Thanks in advance for your comments/suggestions!
[B][/B]
 

baumhaus815

2017-04-30 17:41:38
  • #2
Here EG and OG

 

11ant

2017-04-30 21:30:34
  • #3


Architect? – Civil engineer. Ideas: I don’t see any – or is moving the chimney flue already an "idea"?

The plans seem to me to be cobbled together without inspiration. The house can’t decide: on the entrance side the projecting cross-gable has a flat roof, on the garden side there is a gable. That’s like spending half a vacation at the sea and the other half in the mountains. The basement seems to have been added onto a basement-free initial design and "leaves behind" a "Room 1" on the ground floor that is booked but not picked up. The children’s bathroom right next to the parents’ bathroom can join in this song. If the parents’ bathroom had access from the bedroom, first of all both would make more sense and secondly the children’s bathroom could then be extended in front of the current parents’ bathroom door. Anyone getting out of the bathtub in this bathroom must be a head shorter than anyone showering. I interpret the room divider between kitchen and dining room by the wall thickness as a load-bearing wall – but then the beam/ lintel lacks the living room side support both structurally and visually. The narrower dining room window looks shifted according to the dimension line – but not consistently up to the table axis (?)
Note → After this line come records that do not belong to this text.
PR #6984, opened 2026-01-02
Implemented Wind charge

remminiscent:
Implemented Wind Charges. credits to @cjmustard. i used a workaround instead of adding a new method to the Block class
### Related issues & PRs
* Related to https://github.com/pmmp/PocketMine-MP/pull/6427

## Follow-up
how to not hardcode iron checks in door/trapdoor

## Tests
see previous pr for the clips

### DIFF
--- a/src/entity/projectile/WindCharge.php
+++ b/src/entity/projectile/WindCharge.php
@@ -35,7 +35,6 @@ use pocketmine\math\Vector3;
 use pocketmine\network\mcpe\protocol\types\entity\EntityIds;
 use pocketmine\world\particle\WindExplosionParticle;
 use pocketmine\world\sound\WindChargeBurstSound;
-use function ceil;
 use function floor;
 use function round;
 
@@ -92,7 +91,7 @@ class WindCharge extends Throwable{
 
 			$entityPos = $entity->getPosition();
 			$distance = $entityPos->distance($source) / 2.5;
-			$motion = $entityPos->subtractVector($source)->normalize();
+			$direction = $entityPos->subtractVector($source)->normalize();
 
 			$exposure = 1;
 			if ($entity->isUnderwater()){
@@ -110,17 +109,22 @@ class WindCharge extends Throwable{
 				return;
 			}
 
-			$entity->setMotion($entity->getMotion()->add(0, $impact * 0.4, 0)->addVector($motion->multiply($impact * $exposure)));
+			$entity->setMotion($entity->getMotion()->add(0, $impact * 0.4, 0)->addVector($direction->multiply($impact * $exposure)));
 		}
 	}
 
 	public function onHitBlock(Block $blockHit, RayTraceResult $hitResult) : void{
 		$bound = $this->getBound($this->getPosition(), self::RADIUS - 1);
-		for($x = $bound->minX; $x <= $bound->maxX; $x++) {
-			for($y = $bound->minY; $y <= $bound->maxY; $y++) {
-				for($z = $bound->minZ; $z <= $bound->maxZ; $z++) {
-					$block = $this->getWorld()->getBlockAt((int) floor($x), (int) floor($y), (int) floor($z));
-
+		$minX = (int) floor($bound->minX);
+		$minY = (int) floor($bound->minY);
+		$minZ = (int) floor($bound->minZ);
+		$maxX = (int) floor($bound->maxX);
+		$maxY = (int) floor($bound->maxY);
+		$maxZ = (int) floor($bound->maxZ);
+		for($x = $minX; $x <= $maxX; $x++) {
+			for($y = $minY; $y <= $maxY; $y++) {
+				for($z = $minZ; $z <= $maxZ; $z++) {
+					$block = $this->getWorld()->getBlockAt($x, $y, $z);
 					$block->onProjectileHit($this, $hitResult);
 				}
 			}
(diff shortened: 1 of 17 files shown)


src/entity/projectile/WindCharge.php
```diff
@@ -0,0 +1,142 @@
...
+
+	private function getBound(Vector3 $source, float $radius) : AxisAlignedBB {
+		return new AxisAlignedBB(
+			(int) floor($source->x - $radius - 1),
+			(int) floor($source->y - $radius - 1),
+			(int) floor($source->z - $radius - 1),
+			(int) ceil($source->x + $radius + 1),
+			(int) ceil($source->y + $radius + 1),
+			(int) ceil($source->z + $radius + 1)
+		);
```
dktapps: You can use `AxisAlignedBB::one()->expand()` for this
Also, the int casts are not necessary, AxisAlignedBB will convert them back to floats anyway

src/entity/projectile/WindCharge.php
```diff
@@ -0,0 +1,142 @@
...
+
+	public function attack(EntityDamageEvent $source) : void{
+		if(!$source instanceof EntityDamageByEntityEvent || ($entity = $source->getDamager()) === null){
+				return;
+		}
+
+		$this->setOwningEntity($entity);
+
+		$this->setMotion($entity->getDirectionVector()->multiply(1.5));
+	}
```
dktapps, line 59: This is confusing. How is an entity going to attack a projectile?

src/entity/projectile/WindCharge.php
```diff
@@ -0,0 +1,142 @@
...
+			if ($entity->isUnderwater()){
+				$exposure = 0.5;
+			}
+
+			$impact = (1.3 - $distance) * $exposure;
+			if ($impact <= 0) {
+				continue;
+			}
+
+			if (round($entityPos->getX(), 1) === round($source->getX(), 1) && round($entityPos->getZ(), 1) === round($source->getZ(), 1)) {
```
dktapps, line 106: Not sure what your intent was here, but this logic will only activate if the coordinates are the same. Usually this sort of check works by distance, so this doesn't make sense to me.

I may be wrong as I know basically nothing about wind charges, but this seems weird to me

src/entity/projectile/WindCharge.php
```diff
@@ -0,0 +1,142 @@
...
+				$entity->setMotion($entity->getMotion()->add(0, 0.75 * $exposure, 0));
```
dktapps, line 107: `$entity->addMotion()` can probably be used here

src/entity/projectile/WindCharge.php
```diff
@@ -0,0 +1,142 @@
...
+
+				return;
+			}
+
+			$entity->setMotion($entity->getMotion()->add(0, $impact * 0.4, 0)->addVector($motion->multiply($impact * $exposure)));
```
dktapps: These variable names are confusing. `$motion` isn't the velocity, it's the direction vector of the line between `$entity` and `$source`.

src/entity/projectile/WindCharge.php
```diff
@@ -0,0 +1,142 @@
...
+	}
+
+	public function onHitBlock(Block $blockHit, RayTraceResult $hitResult) : void{
+		$bound = $this->getBound($this->getPosition(), self::RADIUS - 1);
+		for($x = $bound->minX; $x <= $bound->maxX; $x++) {
+			for($y = $bound->minY; $y <= $bound->maxY; $y++) {
+				for($z = $bound->minZ; $z <= $bound->maxZ; $z++) {
+					$block = $this->getWorld()->getBlockAt((int) floor($x), (int) floor($y), (int) floor($z));
+
+					$block->onProjectileHit($this, $hitResult);
```
dktapps, line 128: This feels a bit suspicious. My issue with the original PR wasn't the addition of a new hook, but that the name was too vague. The projectile isn't hitting any of these blocks, so it feels a bit misleading to call onProjectileHit here

Also this will get fired for blocks with no collision boxes, which wouldn't be expected

src/entity/projectile/WindCharge.php
```diff
@@ -0,0 +1,142 @@
...
+			$entity->setMotion($entity->getMotion()->add(0, $impact * 0.4, 0)->addVector($motion->multiply($impact * $exposure)));
+		}
+	}
+
+	public function onHitBlock(Block $blockHit, RayTraceResult $hitResult) : void{
+		$bound = $this->getBound($this->getPosition(), self::RADIUS - 1);
+		for($x = $bound->minX; $x <= $bound->maxX; $x++) {
+			for($y = $bound->minY; $y <= $bound->maxY; $y++) {
+				for($z = $bound->minZ; $z <= $bound->maxZ; $z++) {
+					$block = $this->getWorld()->getBlockAt((int) floor($x), (int) floor($y), (int) floor($z));
```
dktapps: The conventional approach to this would be to int cast and floor the bounds instead, similar to World->getCollisionBlocks()

dktapps (commented):
The action for bells seems to be missing

remminiscent:
after research i SHOULD'VE done BEFORE opening the PR. it seems like logic for wind charges has changed quite a bit from 1.21.0... will fix & take your comments into consideration. 😕

remminiscent:
> The action for bells seems to be missing

Bells already have the logic for `onProjectileHit` 😄

src/entity/projectile/WindCharge.php
remminiscent: it acts similar to fire balls, hitting the entity will redirect it. similar to how players hit a ghast's fire ball to shoot it back at the ghast

cjmustard:
sorry for the poor code quality in my original pr, not quite sure what I was doing lol. best of luck with this one!

remminiscent:
> sorry for the poor code quality in my original pr, not quite sure what I was doing lol. best of luck with this one!

I originally thought dktapps liked the wind charge logic you made, which is why I went with it, but I guess I misunderstood.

The creative quality of this design gives me déjà vu from a resistance-to-advice thread started two months ago: – by the way also with a guest room in the basement; and your "ground floor Room 1" was the pantry there. Would you have such a nice chicken ladder without knee walls? ;-)
 

ypg

2017-04-30 23:17:59
  • #4
I think the draft is quite good now, considering what you had before. The rooms are clearly structured and functional. I won't comment on the basement because I have no connection to the basement. I also think the bathroom is good. I also find the children's bathroom great. In my opinion, one should avoid quirky angled features especially in the bathroom. Straight arrangements make a bathroom look elegant - an angled toilet does not. Perhaps as an alternative, a kitchen island could be considered in the kitchen, with a countertop mounted for a small meal? Regards
 

Marvinius

2017-04-30 23:49:02
  • #5
I also think that you should completely reconsider the upper floor, for example, how about the dressing room in the [Zwerchgiebel]? I would also spatially separate the two bathrooms.
 

Marvinius

2017-04-30 23:52:02
  • #6
I agree with 11ant regarding "Raum1"; we also planned a basement later, and then the ground floor becomes problematic where the utility room and guest WC were previously planned. This also needs to be reconsidered.